**RECORDS TO USE**

╭──

PR #135, opened 2023-03-01
Update monitoring user setup instructions

msakrejda:
- drop 9.6 instructions (since we've dropped 9.6 support)
 - drop the minPostgres flag to the MonitoringUserSetupInstructions
   component since instructions are now uniform
 - use the pre-pg_monitor instructions for pg_stat_statements_reset
   on current versions, since this is not actually included in
   pg_monitor permissions

Regarding the last point, our docs implied that pg_monitor grants the
ability to call pg_stat_statements_reset(), but I'm not sure when that
would have been in effect. The role was new as of 10, losing that
ability doesn't seem to be mentioned in the 11.0, 12.0, or 13.0
release notes, and it doesn't seem to work in the 10, 14, or 15 that I
have installed locally.

### DIFF
--- a/components/MonitoringUserSetupInstructions.tsx
+++ b/components/MonitoringUserSetupInstructions.tsx
@@ -1,41 +1,21 @@
 import React from "react";
 
 import { useCodeBlock } from "./CodeBlock";
-import TabPanel, { TabItem } from './TabPanel'
 
 type Props = {
-  minPostgres: number;
   password: string;
   adminUsername?: string;
   noPgMonitor?: boolean;
 };
 
 const MonitoringUserSetupInstructions: React.FunctionComponent<Props> = ({
-  minPostgres = 90600,
   password = 'mypassword',
   adminUsername,
   noPgMonitor
 }) => {
-  type SetupOpt = [
-    id: string,
-    version: number,
-    label: string,
-    instructions: React.ComponentType<{password: string, noPgMonitor?: boolean, adminUsername?: string}>
-  ];
-  const opts: SetupOpt[] = [
-    [ 'monitoring_user_10', 100000, 'PostgreSQL 10+', MonitoringUser10 ],
-    [ 'monitoring_user_96', 90600, 'PostgreSQL 9.6', MonitoringUser96 ],
-  ].filter(([_id, version, _label ]) => minPostgres <= version) as SetupOpt[];
-
-  const tabs = opts.map<TabItem>(opt => [opt[0], opt[2]])
   return (
     <>
-      <TabPanel items={tabs}>
-        {(idx: number) => {
-          const ActiveTab = opts[idx][3];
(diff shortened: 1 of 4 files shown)


keiko713:
> use the pre-pg_monitor instructions for pg_stat_statements_reset

Did you actually make this change? Which part is it?

msakrejda:
@keiko713 yeah, sorry, that part is pretty subtle: It's just making [this part of the instructions](https://github.com/pganalyze/pganalyze-docs/pull/135/files#diff-29b4a130316538bca91876ddac10f2adc7140298e786bd334b0cc8aa71a365c0R155-R157), which was previously 9.6-only, visible in the general instructions.

keiko713 (approved):
Unsure about the `pg_stat_statements_reset()` ability either, though your test sounds pretty affirmative so I think we can go with this way.

lfittl:
> our docs implied that pg_monitor grants the
> ability to call pg_stat_statements_reset(), but I'm not sure when that
> would have been in effect.

I think we wrote our docs that way initially because pg_monitor initially allowed a reset, and then it was removed in https://git.postgresql.org/gitweb/?p=postgresql.git;a=commit;h=edb9797660541b217d23ae7c02b96b496d34fec4 (which was a commit to Postgres 12, that was backpatched to 11 and 10)

I think the way this is done here makes sense, i.e. to always describe adding that helper.

components/MonitoringUserSetupInstructions.tsx
```diff
@@ -172,52 +152,8 @@ $$
...
-
-CREATE OR REPLACE FUNCTION pganalyze.get_stat_replication() RETURNS SETOF pg_stat_replication AS
-$$
-  /* pganalyze-collector */ SELECT * FROM pg_catalog.pg_stat_replication;
-$$ LANGUAGE sql VOLATILE SECURITY DEFINER;
-
-CREATE OR REPLACE FUNCTION pganalyze.get_stat_progress_vacuum() RETURNS SETOF pg_stat_progress_vacuum AS
-$$
-  /* pganalyze-collector */ SELECT * FROM pg_catalog.pg_stat_progress_vacuum;
-$$ LANGUAGE sql VOLATILE SECURITY DEFINER;`}</CodeBlock>
```
lfittl, line 218: FWIW, I think it may still be useful to describe these somewhere in our docs (since not all platforms allow pg_monitor access), but it doesn't have to be in this component (which is used in the setup guide for supported platforms), so makes sense to remove for now.

lfittl (approved):

components/MonitoringUserSetupInstructions.tsx
msakrejda: Makes sense. If nothing else, we could have a troubleshooting section on monitoring without `pg_monitor`.

PR #137, opened 2023-03-02
Enterprise release notes for 2023.03.0

lfittl:


enterprise/releases/2023-03-0.mdx
```diff
@@ -0,0 +1,122 @@
...
+  - New per-table graph that shows the age of the oldest unfrozen XID on a table (to help understand anti-wraparound vacuums better)
+  - Extend VACUUM data retention time to 35 days (from 7 days)
+  - Additionally this release includes preparation for new autovacuum metrics and tuning recommendations, coming in a future Enterprise Server release
+- Other improvements
+  - Show Amazon RDS / Aurora instance tags on servers in pganalyze
+    - For instance with tags applied in AWS (e.g. to indicate which application team owns the instance),
+      pganalyze will now automatically show these tags in the server overview list
+  - Add `DISABLE_DIRECT_SIGNUP` setting to prevent uninvited users from registering a user account
+    - In case you are hosting your pganalyze instance on a publicly accessible host, we recommend enabling this new setting as an extra measure to prevent unexpected user registrations
+    - Note that this setting is not compatible with the `DEFAULT_ORG_ROLE` setting (which when enabled automatically adds new users to the initial organization in pganalyze)
```
msakrejda, line 74: If users do set both, is the behavior well defined? Should we say what happens?

enterprise/releases/2023-03-0.mdx
```diff
@@ -0,0 +1,122 @@
...
+  - Add support for AWS IMDSv2 instance metadata protocol to retrieve credentials for accessing object storage
+  - Table columns page: Show NULL % and avg. width (requires [pganalyze.get_column_stats](/docs/install/amazon_rds/01_configure_rds_instance) helper)
```
msakrejda, line 76: I think this is pointing to the wrong page?
```suggestion
  - Table columns page: Show NULL % and avg. width (requires [pganalyze.get_column_stats](/docs/install/amazon_rds/02_create_monitoring_user) helper)
```
We should probably have standalone troubleshooting pages for these, but that's a separate problem.

msakrejda (approved):
Some minor comments, but looks great.

enterprise/releases/2023-03-0.mdx
lfittl: Yeah, good point - I moved the explanation to the settings page instead.

PR #907, opened 2026-08-06
Add: Telepathic Trait

DoubleHypercube:
## About the PR

It do what it say it do

## Why / Balance

Lets you be roundstart telepathic without any of the baggage of psionics.

## Technical details

Minor injection into `ChatUIController` and Nyanotrasen's `NyanoChatSystem` to make this work.

## Media

Example Media Embed

</p></details>

## Requirements

## Licensing:

## Breaking changes

**Changelog**

:cl: DoubleHypercube
- add: Telepathic trait!

### DIFF
--- a/Resources/Locale/en-US/_Euphoria/traits/mental.ftl
+++ b/Resources/Locale/en-US/_Euphoria/traits/mental.ftl
@@ -1,0 +1,2 @@
+trait-telepathic-name = Telepathic
+trait-telepathic-desc = Whether through a noöspheric uplink, innate psionic connection, training, or otherwise — you have the ability to telepathically communicate your thoughts.
--- a/Resources/Prototypes/_Euphoria/Traits/mental.yml
+++ b/Resources/Prototypes/_Euphoria/Traits/mental.yml
@@ -1,0 +1,10 @@
+- type: trait
+  id: TraitTelepathic
+  name: trait-telepathic-name
+  description: trait-telepathic-desc
+  category: Psionics
+  cost: 1
+  effects:
+  - !type:AddCompsEffect
+    components:
+    - type: Psionic


Mnemotechnician (changes requested):
The way you're doing it right now makes no sense. On the client side, all psionics grant telepathy, and the telepathy component also grants telepathy? But then on the server side you're only checking for telepathy and not for psionics.

You should just give the entity PsionicComponent (like all psionic traits do) and call it a day unless you have an actual reason.

DoubleHypercube:
> But then on the server side you're only checking for telepathy and not for psionics.

Checking for both feels clunky when you can just check for one and EnsureComp, no?

> You should just give the entity PsionicComponent (like all psionic traits do) and call it a day unless you have an actual reason.

IIRC (or at least, I've been told) this will prevent rolling actual psionic powers. Command gets a free reroll which is why you can take them and still be psionic in dev

ASaltySeabass:
> > But then on the server side you're only checking for telepathy and not for psionics.
> 
> Checking for both feels clunky when you can just check for one and EnsureComp, no?
> 
> > You should just give the entity PsionicComponent (like all psionic traits do) and call it a day unless you have an actual reason.
> 
> IIRC (or at least, I've been told) this will prevent rolling actual psionic powers. Command gets a free reroll which is why you can take them and still be psionic in dev

I have dispel as a trait and sometimes roll random psionics on top of it. I don't play command either.

DoubleHypercube:
Huh, interesting. That settles that then. I guess the claim that it prevents it is wrong.

Mnemotechnician:
> IIRC (or at least, I've been told) this will prevent rolling actual psionic powers. Command gets a free reroll which is why you can take them and still be psionic in dev

Instead of listening to what people say, you should check the code: https://github.com/Floof-Station/Panta-Rhei/blob/9eeef91b6f98509c9017ab8a5e92044caba6bb4c/Content.Shared/_DV/Psionics/Systems/SubSystems/SharedPsionicSystem.Rolling.cs#L33
The chance to roll psionics is fixed in PotentialPsionicComponent. When you spawn in or when you take drugs, the system first checks if `Rolled = false` (it is false by default and after being hit by a noospheric discharge), then rolls a chance to give you a new power. After that it sets rolled = true to prevent you from getting free drug rerolls until the next discharge.

I'm pretty sure you're also not accounting for the fact that psionics can be mindbroken which should remove telepathy.

Mnemotechnician (approved):

SyaoranFox (approved):

PR #909, opened 2026-08-06
Various fixes and tweaks

Mnemotechnician:
## About the PR
- Fixes nukie ghost roles having invalid locales
- Reworks the ConditionalHealingSystem (it was completely non-functional due to its absurd attempt to hijack the existing HealingSystem, which was later changed in a way that made that approach impossible)
- Adds super-synth to the musician loadout (in job-specific trinkets)
- Gives the mothership core LanguageKnowledge (binary, tau-ceti)
- Changes the attack sound of melee weapons given by the Talons and Claws weapons to pierce.ogg which is what clawed species use (instead of AlienClaw)
- Makes mittens replace your physical damage with stamina damage similarly to boxing gloves (this is something dunrab wanted to do but supposedly forgot). Also gives them fibers and a fingerprint mask as intended.
- Fixes another nukeops test fail caused by wizden's assumption that all species are organics
- Disables role whitelists in development builds by default cause annoying
- Removes HumanHealth from expect alert prototypes in AlertsTest because it's dumb

## Technical details
The reworked conditional healing system spawns a virtual item in your other hand, gives it HealingComponent, invokes the HealingSystem, and despawns the item when healing is done. So effectively it requires having 2 hands in order to operate. It doesn't refund the item if the do-after is cancelled however.

## Media

IPC healing (note that different cable types heal different amounts, i also fixed the popup later):

https://github.com/user-attachments/assets/42c9e3a8-9ebf-4b46-a636-85fcf9aa215f

New mittens:

https://github.com/user-attachments/assets/712a7301-9cc7-447c-9bdb-b548f716d844

Misc:
image
image

</p></details>

## Licensing:

**Changelog**
:cl:
- fix: Fixed a bunch of things. See the PR #909 for detials
- tweak: The unarmed melee granted by the Claws and Talons traits now uses the same sound as the Rodentia unarmed melee.
- tweak: Mittens now make you deal no physical damage when worn, mask your fingerprints, and leave fibers.

### DIFF
--- a/Content.IntegrationTests/Tests/GameObjects/Components/Mobs/AlertsComponentTests.cs
+++ b/Content.IntegrationTests/Tests/GameObjects/Components/Mobs/AlertsComponentTests.cs
@@ -87,7 +87,7 @@ namespace Content.IntegrationTests.Tests.GameObjects.Components.Mobs
                 Assert.That(clientAlertsUI.AlertContainer.ChildCount, Is.GreaterThanOrEqualTo(3));
                 var alertControls = clientAlertsUI.AlertContainer.Children.Select(c => (AlertControl) c);
                 var alertIDs = alertControls.Select(ac => ac.Alert.ID).ToArray();
-                var expectedIDs = new[] { "HumanHealth", "Debug1", "Debug2" };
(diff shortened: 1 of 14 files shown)


Dunrab (approved):
lgtm, this comment isnt fishy enough though

Mnemotechnician:
lfg

PR #914, opened 2026-08-08
Loko 14 Glow-down

Raikyr0:
## About the PR
Makes Loko 14 do what it says on the can. 
"The MBO has advised crew members that consumption of Fourteen Loko may result in seizures, blindness, drunkeness, or even death. Please Drink Responsibly."

I'll probably have to test it later, 15 minutes to open dev is hot ass.

## Why / Balance
The can was falsely advertising that you would suffer. I have fixed that, you will actually suffer now. 

**Changelog**
:cl:
- tweak: Loko 14 now does what it says on the can.

### DIFF
--- a/Resources/Prototypes/Reagents/Consumable/Drink/soda.yml
+++ b/Resources/Prototypes/Reagents/Consumable/Drink/soda.yml
@@ -280,6 +280,43 @@
         damage:
           types:
             Poison: 1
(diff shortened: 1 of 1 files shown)


Mnemotechnician (approved):
This makes it much more fun to drink as a non-slime i think

SyaoranFox (approved):

PR #916, opened 2026-08-08
Kick the (emotional) supports out from under the building

DoubleHypercube:
## About the PR

Renames all emotional support collars to ID collars & removes the "Emotional Support " tag from the job title.

## Why / Balance

The collars are great! They look pretty, they free up an ID slot, and they hide the ugly PDA sprite.
_However._ The pigeonholing into being an "emotional support crewmember" is decidedly less great. (Realistically, what is this even support to mean? Is it suggesting you are equivalent to like... a dog meant to keep people happy?)
So now they're just called ID collars and use normal job titles.

## Technical details

I went with the "remove custom job titles from the ID cards" option. Alternatively I could have made them use normal ID cards, however the codebase for those is fragmented. Several ES ID cards are "`EmotionalSupport<primary>`", others don't even have "IDCard" in the _name_ (looking at you, Medical), and some are completely different (e.g. `EmotionalSupportCommandHOPIDCard`).

_Alternatively_ alternatively I could have duplicated the collars into emotional support/non-emotionalsupport variants, but that feels... kind of bloaty for little gain? It also would have had the same issue as #1, being that they would have to use normal ID cards, which means rewriting them _anyway._

There is also of course the option of letting players define a custom job title, but that would require special-cased hacky workarounds in the loadout menu and also may or may not be a good idea anyway.

## Media

Example Media Embed

</p></details>

## Requirements

## Licensing:

## Breaking changes

**Changelog**

:cl: DoubleHypercube
- tweak: Emotional support ID collars are now just ID collars.

### DIFF
--- a/Resources/Prototypes/_Floof/Entities/Clothing/Neck/Collar_Ids/collars_ids.yml
+++ b/Resources/Prototypes/_Floof/Entities/Clothing/Neck/Collar_Ids/collars_ids.yml
@@ -1,9 +1,9 @@
-﻿# base pet id collar (also is the black collar)
+﻿# base pet ID collar (also is the black collar)
 - type: entity
   parent: PassengerPDA
   id: ClothingNeckCollarBasetId
   abstract: true
-  name: black emotional support id collar
+  name: black emotional support ID collar
   description: A cute black collar that holds a pets id.
   components:
   - type: Pda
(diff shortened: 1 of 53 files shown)


Mnemotechnician:
> Is it suggesting you are equivalent to like... a dog meant to keep people happy?)

Yes, that's exactly what they meant to mean. I agree with renaming the collars on other jobs though. It's a bit too much bloat.

The passenger one should stay as it is though.

Dunrab:
As the person who made this I heavily disagree. This was a voted on design choice not bloat.

DoubleHypercube:
I don't think the pigeonholing is the way to go here. I cannot speak for everyone in the server, but I myself do not like being forcibly labeled as "emotional support" for deigning to use the collar; and I am very, _very_ sure that others will reciprocate that opinion. There are little alternatives other than "simply duplicate everything" - which runs into the same problem as the fact that the collar IDs do not have names similar to existing IDs (and duplicating the set of items just for that would unquestionably be bloat) - or "let players specify their own custom job title", which would require loadout menu hacks.

Mnemotechnician:
The option to create alternative variants that do not have this part of the job title is still here.

DoubleHypercube:
That would require spriting visually distinct ID collars to avoid being bloat. Which runs into the dual issues of "why can't I have the nice looking collar without being branded equivalent to a dog for someone's health" and "who is going to sprite all of those?".

Mnemotechnician:
You don't need unique sprites. Simply renaming the existing ones is enough.

DoubleHypercube:
> There is also of course the option of letting players define a custom job title, but that would require special-cased hacky workarounds in the loadout menu and also may or may not be a good idea anyway.

It turns out this does _not_ require hacky workarounds!
So I implemented that instead, and will close this PR in favour of it.

PR #917, opened 2026-08-08
Aiden Gauss (Bread Terrorist) has arrived on the station!

DoubleHypercube:
## About the PR

Allows players to rename their job titles. Great for allowing more customization beyond what ΔV allowed with the PDA subtypes.

## Why / Balance

Spawned out of #916; see that PR for the primary reasoning I did this.

## Media

Example Media Embed

</p></details>

## Requirements

## Licensing:

## Breaking changes

**Changelog**

:cl: DoubleHypercube
- add: You can now change your job title to anything!
- tweak: Emotional support collars are now just called ID collars.


Mnemotechnician (changes requested):
This field should only be shown on applicable items

DoubleHypercube:
I don't think we can do that without duplicating the XAML and controller to specialcase, can we? Do components exist at this point in setup?

Mnemotechnician:
> I don't think we can do that without duplicating the XAML and controller to specialcase, can we? Do components exist at this point in setup?

Control.Visible = false

DoubleHypercube:
Yeah that. That would work, huh.

As far as I can tell `_entMan.TryGetComponent<PdaComponent>(_previewContainer.SpriteEntity, out _);` is the only way to do this but if there's a better way (since this feels kinda hacky) I'm open to changing it.

PR #919, opened 2026-08-08
Hotfixes

Mnemotechnician:
## About the PR
- Increases the alcohol metabolism rate of animal livers to 1x (from 0.1x). The low rate of metabolism was causing reagents to have very minor effects, preventing drunkness buildup when consuming ethanol.
- Removes the replacement accent from ratking
- Makes emotes respect LOS (again)
- Fixes WaggingSystem action granting on species without default tail markings (it was listening on the wrong event: profile import instead of appearence load)
- Fixes mittens giving you a wide swing attack. Mittens now allow disarm just like unarmed melee.

## Media

image

image

</p></details>

**Changelog**
- fix: Species with animal livers should now metabolize alcohol at a normal rate.
- fix: The "toggle wagging" action should now be correctly added if you have an animate-able tail.
- fix: Ratking no longer has a replacement accent.
- fix: Emotes respect LOS again.
- fix: You can disarm/shove while wearing mittens.
- fix: IPCs can have hair and have more marking points on the head.

### DIFF
--- a/Content.Client/Weapons/Melee/MeleeWeaponSystem.cs
+++ b/Content.Client/Weapons/Melee/MeleeWeaponSystem.cs
@@ -140,7 +140,7 @@ public sealed partial class MeleeWeaponSystem : SharedMeleeWeaponSystem
         if (altDown == BoundKeyState.Down)
         {
             // If it's an unarmed attack then do a disarm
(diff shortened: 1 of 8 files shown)


Mnemotechnician:
Gonna merge this now so we can maybe update today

╰──

**EXERCISE INSTRUCTIONS**
When the string "Consumable" appears in a line of the records above, that line is to be copied.

**SOLUTION BELOW**
--- a/Resources/Prototypes/Reagents/Consumable/Drink/soda.yml
+++ b/Resources/Prototypes/Reagents/Consumable/Drink/soda.yml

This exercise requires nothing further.